(Records for this task Opens)

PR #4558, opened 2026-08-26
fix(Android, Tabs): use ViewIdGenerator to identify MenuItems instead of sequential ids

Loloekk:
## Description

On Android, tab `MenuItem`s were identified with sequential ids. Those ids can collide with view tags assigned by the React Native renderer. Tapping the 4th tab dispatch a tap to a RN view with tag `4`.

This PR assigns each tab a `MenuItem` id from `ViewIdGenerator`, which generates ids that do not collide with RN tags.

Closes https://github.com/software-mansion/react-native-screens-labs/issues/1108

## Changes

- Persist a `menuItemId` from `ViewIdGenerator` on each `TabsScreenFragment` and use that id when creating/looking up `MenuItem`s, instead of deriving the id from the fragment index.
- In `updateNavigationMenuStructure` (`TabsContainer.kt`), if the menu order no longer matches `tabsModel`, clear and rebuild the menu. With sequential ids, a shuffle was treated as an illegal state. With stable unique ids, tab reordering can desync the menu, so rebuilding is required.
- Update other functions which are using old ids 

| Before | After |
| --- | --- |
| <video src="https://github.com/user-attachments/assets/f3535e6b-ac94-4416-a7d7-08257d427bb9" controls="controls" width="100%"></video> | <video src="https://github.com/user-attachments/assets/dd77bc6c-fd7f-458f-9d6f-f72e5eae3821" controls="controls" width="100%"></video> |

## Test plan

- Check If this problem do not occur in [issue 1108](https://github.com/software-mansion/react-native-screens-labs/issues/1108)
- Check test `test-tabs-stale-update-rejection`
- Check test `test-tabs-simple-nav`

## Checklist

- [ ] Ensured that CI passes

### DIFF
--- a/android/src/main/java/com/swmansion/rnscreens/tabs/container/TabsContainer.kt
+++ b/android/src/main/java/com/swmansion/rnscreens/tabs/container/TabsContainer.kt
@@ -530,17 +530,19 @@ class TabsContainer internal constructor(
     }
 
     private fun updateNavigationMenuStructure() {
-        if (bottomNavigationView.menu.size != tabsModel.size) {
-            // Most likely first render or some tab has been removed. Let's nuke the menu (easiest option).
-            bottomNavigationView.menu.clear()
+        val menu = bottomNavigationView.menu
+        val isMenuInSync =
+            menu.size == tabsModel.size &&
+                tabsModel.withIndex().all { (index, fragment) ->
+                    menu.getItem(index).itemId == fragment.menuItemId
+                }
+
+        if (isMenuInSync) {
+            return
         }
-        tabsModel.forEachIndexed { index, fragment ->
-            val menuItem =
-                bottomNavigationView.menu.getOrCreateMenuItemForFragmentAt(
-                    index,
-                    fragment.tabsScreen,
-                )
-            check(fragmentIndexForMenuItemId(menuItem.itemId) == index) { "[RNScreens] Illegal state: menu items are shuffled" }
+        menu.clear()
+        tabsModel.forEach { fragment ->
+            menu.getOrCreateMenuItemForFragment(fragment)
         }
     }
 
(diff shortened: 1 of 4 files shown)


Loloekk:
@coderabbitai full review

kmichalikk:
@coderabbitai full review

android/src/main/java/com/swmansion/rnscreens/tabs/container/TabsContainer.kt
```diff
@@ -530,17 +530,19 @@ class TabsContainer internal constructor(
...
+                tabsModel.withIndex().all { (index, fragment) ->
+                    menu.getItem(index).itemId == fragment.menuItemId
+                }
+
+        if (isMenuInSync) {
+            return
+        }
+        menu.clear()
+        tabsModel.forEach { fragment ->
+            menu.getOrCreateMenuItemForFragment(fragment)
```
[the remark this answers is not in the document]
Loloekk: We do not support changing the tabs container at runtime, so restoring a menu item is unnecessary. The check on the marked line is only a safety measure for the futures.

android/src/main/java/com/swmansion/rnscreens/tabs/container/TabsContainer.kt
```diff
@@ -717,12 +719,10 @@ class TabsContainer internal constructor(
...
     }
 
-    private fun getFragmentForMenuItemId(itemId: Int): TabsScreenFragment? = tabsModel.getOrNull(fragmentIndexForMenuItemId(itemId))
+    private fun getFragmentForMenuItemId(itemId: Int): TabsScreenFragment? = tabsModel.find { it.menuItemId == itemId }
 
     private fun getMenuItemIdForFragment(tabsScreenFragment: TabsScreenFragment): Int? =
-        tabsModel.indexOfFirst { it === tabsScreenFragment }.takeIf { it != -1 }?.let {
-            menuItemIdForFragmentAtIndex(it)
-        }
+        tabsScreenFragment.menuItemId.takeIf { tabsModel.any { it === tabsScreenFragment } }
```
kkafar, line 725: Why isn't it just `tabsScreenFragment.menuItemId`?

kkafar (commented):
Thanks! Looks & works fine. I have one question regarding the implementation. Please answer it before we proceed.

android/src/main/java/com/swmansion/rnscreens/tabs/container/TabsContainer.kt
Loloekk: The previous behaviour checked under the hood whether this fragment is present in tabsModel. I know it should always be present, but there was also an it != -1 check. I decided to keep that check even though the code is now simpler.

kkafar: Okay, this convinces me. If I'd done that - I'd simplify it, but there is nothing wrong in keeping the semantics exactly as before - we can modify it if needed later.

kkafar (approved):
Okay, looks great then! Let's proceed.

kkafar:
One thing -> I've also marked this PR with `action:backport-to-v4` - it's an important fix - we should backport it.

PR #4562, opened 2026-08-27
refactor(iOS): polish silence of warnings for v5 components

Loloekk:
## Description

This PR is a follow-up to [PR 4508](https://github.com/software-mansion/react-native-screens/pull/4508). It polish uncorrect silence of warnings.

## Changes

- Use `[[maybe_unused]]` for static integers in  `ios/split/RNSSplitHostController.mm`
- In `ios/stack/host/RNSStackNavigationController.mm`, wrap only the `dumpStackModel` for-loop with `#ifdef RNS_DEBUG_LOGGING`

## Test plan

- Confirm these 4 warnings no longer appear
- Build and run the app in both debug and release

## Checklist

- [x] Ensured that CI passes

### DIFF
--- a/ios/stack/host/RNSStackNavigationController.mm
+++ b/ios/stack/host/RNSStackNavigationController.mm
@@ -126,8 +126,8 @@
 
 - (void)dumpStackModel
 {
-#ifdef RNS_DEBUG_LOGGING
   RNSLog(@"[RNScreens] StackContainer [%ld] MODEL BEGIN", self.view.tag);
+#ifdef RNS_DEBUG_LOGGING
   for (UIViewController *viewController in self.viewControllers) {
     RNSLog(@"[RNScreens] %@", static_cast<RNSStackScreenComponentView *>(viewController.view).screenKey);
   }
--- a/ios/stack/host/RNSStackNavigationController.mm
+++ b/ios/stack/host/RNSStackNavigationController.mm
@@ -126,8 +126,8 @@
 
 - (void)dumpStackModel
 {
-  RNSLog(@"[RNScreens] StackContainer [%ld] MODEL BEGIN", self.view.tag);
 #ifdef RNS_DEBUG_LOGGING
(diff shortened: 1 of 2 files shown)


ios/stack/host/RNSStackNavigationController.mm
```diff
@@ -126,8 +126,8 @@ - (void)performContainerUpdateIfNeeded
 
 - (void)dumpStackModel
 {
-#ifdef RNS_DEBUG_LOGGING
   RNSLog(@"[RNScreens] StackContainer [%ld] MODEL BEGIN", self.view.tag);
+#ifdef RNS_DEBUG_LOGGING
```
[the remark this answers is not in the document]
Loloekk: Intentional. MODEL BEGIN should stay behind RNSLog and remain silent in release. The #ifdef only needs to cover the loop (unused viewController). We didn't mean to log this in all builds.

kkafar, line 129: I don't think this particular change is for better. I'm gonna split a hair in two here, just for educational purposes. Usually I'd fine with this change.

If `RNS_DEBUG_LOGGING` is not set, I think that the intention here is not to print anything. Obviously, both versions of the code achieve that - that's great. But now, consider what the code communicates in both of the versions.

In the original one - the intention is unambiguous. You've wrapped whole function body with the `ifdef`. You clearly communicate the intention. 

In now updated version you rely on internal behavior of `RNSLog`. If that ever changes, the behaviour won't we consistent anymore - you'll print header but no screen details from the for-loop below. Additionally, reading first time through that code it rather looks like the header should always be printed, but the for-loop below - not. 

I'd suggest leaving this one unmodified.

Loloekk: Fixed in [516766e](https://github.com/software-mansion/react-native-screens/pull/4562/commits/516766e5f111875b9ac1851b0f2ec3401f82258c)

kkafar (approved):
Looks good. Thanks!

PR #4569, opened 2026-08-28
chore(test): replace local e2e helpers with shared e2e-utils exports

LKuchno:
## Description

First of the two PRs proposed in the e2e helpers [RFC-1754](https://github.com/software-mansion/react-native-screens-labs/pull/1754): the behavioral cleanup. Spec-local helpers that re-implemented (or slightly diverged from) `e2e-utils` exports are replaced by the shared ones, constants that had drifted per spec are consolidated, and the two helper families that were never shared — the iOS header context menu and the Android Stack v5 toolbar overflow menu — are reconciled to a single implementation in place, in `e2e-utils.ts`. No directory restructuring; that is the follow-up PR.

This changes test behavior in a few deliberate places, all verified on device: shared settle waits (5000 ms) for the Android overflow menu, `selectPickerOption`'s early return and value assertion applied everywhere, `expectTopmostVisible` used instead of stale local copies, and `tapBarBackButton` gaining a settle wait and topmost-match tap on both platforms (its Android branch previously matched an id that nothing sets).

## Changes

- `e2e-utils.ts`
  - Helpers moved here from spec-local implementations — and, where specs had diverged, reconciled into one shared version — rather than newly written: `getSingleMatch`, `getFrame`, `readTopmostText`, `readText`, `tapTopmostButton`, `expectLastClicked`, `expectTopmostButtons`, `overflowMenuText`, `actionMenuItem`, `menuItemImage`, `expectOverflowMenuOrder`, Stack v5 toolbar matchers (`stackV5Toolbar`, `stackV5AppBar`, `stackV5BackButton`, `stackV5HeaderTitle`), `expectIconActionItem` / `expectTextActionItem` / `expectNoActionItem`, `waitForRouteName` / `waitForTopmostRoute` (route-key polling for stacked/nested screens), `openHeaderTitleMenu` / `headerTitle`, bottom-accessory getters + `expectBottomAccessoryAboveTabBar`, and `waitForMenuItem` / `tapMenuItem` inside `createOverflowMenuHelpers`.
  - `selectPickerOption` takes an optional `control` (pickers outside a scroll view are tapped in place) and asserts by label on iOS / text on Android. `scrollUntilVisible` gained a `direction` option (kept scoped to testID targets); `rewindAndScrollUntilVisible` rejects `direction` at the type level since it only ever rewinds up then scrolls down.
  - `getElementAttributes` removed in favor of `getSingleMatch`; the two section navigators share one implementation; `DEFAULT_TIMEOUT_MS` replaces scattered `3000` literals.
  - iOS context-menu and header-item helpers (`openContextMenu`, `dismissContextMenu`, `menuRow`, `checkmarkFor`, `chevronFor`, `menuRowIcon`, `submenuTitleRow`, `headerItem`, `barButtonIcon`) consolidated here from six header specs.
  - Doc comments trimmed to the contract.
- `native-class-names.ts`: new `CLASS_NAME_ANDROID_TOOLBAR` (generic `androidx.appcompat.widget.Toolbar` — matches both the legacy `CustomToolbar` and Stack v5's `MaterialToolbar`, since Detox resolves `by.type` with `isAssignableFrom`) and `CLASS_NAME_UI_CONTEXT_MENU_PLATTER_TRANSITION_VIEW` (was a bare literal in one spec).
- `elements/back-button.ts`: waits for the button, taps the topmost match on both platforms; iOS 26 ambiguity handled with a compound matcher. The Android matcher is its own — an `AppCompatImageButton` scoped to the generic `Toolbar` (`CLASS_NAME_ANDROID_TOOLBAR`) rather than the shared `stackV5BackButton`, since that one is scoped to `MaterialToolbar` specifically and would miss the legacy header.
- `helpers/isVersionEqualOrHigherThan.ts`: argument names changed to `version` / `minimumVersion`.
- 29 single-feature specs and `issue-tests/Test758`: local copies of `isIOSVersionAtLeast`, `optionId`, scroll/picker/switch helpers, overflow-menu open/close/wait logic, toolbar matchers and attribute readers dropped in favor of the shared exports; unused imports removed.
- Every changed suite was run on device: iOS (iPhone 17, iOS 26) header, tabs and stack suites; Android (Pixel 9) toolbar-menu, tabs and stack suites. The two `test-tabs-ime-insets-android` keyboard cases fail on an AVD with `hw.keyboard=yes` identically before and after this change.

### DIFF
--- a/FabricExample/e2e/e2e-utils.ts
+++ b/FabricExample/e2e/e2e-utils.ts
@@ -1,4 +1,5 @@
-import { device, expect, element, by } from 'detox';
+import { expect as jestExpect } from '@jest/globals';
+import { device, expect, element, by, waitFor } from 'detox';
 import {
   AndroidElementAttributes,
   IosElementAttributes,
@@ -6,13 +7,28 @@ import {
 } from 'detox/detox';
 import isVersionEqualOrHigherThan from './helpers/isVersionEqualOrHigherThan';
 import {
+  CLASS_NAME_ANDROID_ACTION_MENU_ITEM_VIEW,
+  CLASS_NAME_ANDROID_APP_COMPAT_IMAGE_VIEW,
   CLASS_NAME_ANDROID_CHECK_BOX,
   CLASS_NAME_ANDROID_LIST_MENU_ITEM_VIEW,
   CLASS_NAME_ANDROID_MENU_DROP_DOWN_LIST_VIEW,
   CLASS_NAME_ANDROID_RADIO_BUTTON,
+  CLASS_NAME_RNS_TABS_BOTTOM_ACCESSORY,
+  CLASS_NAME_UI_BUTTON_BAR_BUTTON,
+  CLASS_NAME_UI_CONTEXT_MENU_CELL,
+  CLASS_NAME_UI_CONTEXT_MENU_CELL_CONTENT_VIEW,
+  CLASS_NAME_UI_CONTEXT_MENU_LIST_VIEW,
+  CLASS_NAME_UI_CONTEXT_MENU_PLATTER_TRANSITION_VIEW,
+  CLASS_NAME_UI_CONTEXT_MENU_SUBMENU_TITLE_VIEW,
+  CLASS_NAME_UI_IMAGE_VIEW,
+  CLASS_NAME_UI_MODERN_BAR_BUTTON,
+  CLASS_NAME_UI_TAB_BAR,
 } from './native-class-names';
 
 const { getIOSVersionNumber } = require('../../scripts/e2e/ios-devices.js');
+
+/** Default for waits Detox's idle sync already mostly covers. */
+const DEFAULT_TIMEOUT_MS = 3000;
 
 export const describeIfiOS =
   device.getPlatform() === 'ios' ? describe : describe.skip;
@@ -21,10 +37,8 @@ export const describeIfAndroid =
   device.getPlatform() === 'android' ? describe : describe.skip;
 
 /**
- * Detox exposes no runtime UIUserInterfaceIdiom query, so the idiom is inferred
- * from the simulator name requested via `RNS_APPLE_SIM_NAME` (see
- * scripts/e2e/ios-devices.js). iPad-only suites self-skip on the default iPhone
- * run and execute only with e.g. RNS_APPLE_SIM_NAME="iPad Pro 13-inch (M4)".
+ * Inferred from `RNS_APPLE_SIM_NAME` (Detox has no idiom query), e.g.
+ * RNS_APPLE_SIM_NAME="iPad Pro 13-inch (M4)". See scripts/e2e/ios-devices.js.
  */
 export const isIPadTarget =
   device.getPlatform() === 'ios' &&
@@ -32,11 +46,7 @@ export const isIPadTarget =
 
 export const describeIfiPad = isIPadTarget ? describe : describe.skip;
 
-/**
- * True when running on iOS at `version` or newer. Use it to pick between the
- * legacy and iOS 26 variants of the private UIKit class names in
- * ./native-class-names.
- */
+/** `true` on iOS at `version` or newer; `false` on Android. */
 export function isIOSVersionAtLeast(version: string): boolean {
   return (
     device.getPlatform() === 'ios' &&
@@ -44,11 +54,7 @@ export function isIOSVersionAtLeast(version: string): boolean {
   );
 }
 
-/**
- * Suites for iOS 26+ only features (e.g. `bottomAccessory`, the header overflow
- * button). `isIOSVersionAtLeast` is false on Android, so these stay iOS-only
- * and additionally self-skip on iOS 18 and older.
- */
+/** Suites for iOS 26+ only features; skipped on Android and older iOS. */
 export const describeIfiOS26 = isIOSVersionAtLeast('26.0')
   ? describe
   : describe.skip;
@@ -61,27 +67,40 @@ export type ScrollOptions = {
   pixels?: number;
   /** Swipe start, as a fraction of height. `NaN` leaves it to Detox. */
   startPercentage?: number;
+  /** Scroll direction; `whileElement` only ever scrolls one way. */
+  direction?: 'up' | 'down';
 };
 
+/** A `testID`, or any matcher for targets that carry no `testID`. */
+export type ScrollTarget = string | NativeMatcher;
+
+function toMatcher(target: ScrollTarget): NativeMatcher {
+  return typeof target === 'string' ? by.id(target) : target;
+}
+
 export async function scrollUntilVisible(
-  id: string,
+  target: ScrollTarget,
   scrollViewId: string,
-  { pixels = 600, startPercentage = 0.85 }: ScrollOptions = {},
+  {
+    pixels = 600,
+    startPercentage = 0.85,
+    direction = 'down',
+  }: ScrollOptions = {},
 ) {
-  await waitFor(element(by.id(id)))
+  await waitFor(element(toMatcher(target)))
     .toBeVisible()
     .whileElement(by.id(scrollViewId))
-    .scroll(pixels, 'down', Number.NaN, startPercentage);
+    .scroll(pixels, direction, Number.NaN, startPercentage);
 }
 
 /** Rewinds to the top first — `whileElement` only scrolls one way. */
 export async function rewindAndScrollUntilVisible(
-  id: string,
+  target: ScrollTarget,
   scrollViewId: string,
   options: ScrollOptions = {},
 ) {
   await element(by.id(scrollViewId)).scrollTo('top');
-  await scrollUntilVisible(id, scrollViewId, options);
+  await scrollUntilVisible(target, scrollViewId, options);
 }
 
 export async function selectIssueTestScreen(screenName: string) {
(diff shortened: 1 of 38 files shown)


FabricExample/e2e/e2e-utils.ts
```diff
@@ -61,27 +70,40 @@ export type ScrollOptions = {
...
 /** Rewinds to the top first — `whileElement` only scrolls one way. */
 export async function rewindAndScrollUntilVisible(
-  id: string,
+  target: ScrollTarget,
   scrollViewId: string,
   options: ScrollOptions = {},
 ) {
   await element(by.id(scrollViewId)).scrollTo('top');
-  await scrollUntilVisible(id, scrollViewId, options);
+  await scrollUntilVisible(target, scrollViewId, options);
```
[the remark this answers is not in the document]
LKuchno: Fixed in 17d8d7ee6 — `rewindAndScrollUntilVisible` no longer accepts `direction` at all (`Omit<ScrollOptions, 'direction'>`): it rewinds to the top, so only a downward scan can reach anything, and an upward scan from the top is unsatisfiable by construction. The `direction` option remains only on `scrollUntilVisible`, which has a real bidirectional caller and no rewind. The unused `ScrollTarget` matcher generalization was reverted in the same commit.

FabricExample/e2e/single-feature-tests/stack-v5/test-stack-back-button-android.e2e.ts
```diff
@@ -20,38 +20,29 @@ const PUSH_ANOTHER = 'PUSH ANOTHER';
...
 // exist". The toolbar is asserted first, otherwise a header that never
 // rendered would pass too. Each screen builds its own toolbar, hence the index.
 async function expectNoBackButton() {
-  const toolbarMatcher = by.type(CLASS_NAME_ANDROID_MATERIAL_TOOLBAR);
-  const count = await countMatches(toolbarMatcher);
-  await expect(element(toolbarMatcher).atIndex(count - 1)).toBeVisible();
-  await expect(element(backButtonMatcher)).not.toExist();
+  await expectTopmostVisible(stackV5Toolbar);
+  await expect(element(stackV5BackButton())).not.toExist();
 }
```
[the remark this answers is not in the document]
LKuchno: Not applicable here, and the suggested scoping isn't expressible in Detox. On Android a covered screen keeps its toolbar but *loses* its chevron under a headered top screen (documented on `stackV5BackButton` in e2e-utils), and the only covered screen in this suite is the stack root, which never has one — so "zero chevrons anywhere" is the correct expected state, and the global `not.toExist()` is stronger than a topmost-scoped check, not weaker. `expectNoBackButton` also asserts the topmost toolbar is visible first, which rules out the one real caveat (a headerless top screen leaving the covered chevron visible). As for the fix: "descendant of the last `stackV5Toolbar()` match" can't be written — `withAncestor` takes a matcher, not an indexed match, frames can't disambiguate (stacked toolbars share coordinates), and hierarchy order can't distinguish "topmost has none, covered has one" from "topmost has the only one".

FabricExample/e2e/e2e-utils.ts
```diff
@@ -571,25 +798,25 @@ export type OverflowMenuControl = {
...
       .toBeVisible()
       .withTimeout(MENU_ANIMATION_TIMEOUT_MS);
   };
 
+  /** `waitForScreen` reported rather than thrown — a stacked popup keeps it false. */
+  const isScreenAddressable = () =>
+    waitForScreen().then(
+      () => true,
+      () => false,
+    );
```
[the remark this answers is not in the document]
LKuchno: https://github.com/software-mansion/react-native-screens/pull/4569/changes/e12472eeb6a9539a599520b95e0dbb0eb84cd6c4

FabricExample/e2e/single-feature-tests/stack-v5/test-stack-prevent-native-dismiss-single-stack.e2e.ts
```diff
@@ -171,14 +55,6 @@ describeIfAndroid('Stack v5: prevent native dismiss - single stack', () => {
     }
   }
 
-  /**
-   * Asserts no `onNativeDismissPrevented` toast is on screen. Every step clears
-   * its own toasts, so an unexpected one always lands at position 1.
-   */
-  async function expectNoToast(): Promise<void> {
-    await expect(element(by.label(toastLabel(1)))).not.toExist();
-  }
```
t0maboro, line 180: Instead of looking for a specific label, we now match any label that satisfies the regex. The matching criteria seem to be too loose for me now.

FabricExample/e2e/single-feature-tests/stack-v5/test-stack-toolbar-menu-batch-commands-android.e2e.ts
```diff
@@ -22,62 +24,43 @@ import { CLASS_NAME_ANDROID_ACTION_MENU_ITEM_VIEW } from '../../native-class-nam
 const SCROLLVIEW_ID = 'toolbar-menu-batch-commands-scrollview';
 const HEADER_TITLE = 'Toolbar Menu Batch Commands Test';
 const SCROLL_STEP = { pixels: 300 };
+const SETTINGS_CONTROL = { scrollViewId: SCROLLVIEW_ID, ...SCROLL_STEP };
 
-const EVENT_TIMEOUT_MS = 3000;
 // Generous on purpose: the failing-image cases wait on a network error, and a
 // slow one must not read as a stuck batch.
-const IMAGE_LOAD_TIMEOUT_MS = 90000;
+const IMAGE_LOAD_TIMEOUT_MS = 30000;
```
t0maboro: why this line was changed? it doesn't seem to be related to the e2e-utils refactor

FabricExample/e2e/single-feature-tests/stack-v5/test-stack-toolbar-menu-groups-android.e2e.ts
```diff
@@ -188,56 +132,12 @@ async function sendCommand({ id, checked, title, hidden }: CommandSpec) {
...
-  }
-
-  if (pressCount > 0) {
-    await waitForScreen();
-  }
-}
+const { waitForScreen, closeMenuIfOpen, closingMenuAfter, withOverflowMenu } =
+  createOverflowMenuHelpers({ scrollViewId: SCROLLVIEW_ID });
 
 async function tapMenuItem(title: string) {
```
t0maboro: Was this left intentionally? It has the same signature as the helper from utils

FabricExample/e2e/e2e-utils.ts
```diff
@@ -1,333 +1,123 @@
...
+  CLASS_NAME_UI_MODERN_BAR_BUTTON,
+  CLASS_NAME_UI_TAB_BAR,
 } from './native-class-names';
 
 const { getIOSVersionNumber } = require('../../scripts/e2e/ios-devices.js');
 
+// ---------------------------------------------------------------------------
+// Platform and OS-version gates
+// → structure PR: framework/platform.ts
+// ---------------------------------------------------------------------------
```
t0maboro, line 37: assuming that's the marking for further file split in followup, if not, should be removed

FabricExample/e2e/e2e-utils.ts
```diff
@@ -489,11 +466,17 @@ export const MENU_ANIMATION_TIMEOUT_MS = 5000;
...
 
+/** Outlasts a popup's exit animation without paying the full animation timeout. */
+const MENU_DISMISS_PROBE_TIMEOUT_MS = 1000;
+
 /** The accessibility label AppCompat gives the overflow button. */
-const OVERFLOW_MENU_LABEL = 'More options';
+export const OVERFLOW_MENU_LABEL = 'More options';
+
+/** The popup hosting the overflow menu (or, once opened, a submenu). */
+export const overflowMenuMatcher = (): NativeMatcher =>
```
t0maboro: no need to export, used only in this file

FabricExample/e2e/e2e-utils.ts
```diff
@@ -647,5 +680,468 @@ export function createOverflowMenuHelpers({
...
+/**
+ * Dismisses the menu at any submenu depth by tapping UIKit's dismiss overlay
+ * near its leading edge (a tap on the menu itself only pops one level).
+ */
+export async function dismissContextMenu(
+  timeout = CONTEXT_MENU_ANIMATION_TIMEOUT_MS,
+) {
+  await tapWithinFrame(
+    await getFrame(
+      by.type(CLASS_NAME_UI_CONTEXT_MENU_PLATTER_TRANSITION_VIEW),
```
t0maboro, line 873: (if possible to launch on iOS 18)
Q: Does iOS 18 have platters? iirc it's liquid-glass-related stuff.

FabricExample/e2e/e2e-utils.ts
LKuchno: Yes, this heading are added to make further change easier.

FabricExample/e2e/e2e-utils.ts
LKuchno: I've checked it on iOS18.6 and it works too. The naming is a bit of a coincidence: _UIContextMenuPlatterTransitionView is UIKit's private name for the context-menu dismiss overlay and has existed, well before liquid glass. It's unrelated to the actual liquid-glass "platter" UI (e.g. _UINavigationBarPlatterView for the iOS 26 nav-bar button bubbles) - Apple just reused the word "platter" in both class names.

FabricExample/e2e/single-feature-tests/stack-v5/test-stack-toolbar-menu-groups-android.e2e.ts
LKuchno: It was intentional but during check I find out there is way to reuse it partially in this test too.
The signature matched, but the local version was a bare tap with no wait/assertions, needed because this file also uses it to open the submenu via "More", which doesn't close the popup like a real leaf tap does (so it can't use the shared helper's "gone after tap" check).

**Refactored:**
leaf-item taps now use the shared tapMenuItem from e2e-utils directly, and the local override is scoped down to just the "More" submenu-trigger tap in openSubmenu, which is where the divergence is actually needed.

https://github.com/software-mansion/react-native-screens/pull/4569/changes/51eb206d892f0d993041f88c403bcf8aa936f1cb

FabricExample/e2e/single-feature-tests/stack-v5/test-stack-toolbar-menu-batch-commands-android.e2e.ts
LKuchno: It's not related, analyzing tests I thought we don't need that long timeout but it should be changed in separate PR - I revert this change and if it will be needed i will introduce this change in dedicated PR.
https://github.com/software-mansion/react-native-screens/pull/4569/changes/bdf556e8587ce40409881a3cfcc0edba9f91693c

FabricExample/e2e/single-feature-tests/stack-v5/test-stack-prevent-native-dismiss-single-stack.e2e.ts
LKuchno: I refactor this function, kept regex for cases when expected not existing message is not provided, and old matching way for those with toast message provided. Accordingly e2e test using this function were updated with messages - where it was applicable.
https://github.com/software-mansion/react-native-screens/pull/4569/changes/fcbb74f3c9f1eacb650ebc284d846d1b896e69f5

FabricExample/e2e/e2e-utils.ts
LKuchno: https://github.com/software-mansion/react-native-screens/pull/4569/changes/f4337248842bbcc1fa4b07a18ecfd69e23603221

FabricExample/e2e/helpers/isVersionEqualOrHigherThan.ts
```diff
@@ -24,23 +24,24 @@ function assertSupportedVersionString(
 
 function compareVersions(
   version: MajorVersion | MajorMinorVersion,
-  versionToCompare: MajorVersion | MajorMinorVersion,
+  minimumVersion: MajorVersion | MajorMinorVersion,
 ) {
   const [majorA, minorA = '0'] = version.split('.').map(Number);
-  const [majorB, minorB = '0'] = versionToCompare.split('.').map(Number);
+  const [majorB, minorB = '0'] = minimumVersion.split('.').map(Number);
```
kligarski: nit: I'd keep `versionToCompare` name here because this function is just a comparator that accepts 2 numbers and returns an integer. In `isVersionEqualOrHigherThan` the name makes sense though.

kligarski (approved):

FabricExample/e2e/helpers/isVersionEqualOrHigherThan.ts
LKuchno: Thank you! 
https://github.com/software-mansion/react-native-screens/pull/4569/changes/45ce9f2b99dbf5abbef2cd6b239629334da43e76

(Records for this task Closes)

== Action item ==
All lines above holding the word "idiom" make up the answer; copy each one.

== Answer section ==
- * Detox exposes no runtime UIUserInterfaceIdiom query, so the idiom is inferred
+ * Inferred from `RNS_APPLE_SIM_NAME` (Detox has no idiom query), e.g.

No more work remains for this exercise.